Task directions:
The answer must consist of every line below containing "master".

[Opening Data for processing section]

PR #315, opened 2021-09-17
Fix some misformatted files in current master

tom-overton:
---

When I was working on ArrowIce, I noticed that running `./format.sh` would change files outside of the ones I was touching. Turns out, even in `master` right now, there are some files that have some misformatted code. To make this PR, all I did was run `./format.sh` in `master`, then make a new branch and push it up.

### DIFF
--- a/src/overlays/actors/ovl_En_Bigpo/z_en_bigpo.c
+++ b/src/overlays/actors/ovl_En_Bigpo/z_en_bigpo.c
@@ -179,21 +179,9 @@ static u8 D_80B65078[] = {
 
 // used in limbdraw
 static Vec3f D_80B65084[] = {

[Closing Data for processing section]

Response below:
Fix some misformatted files in current master
When I was working on ArrowIce, I noticed that running `./format.sh` would change files outside of the ones I was touching. Turns out, even in `master` right now, there are some files that have some misformatted code. To make this PR, all I did was run `./format.sh` in `master`, then make a new branch and push it up.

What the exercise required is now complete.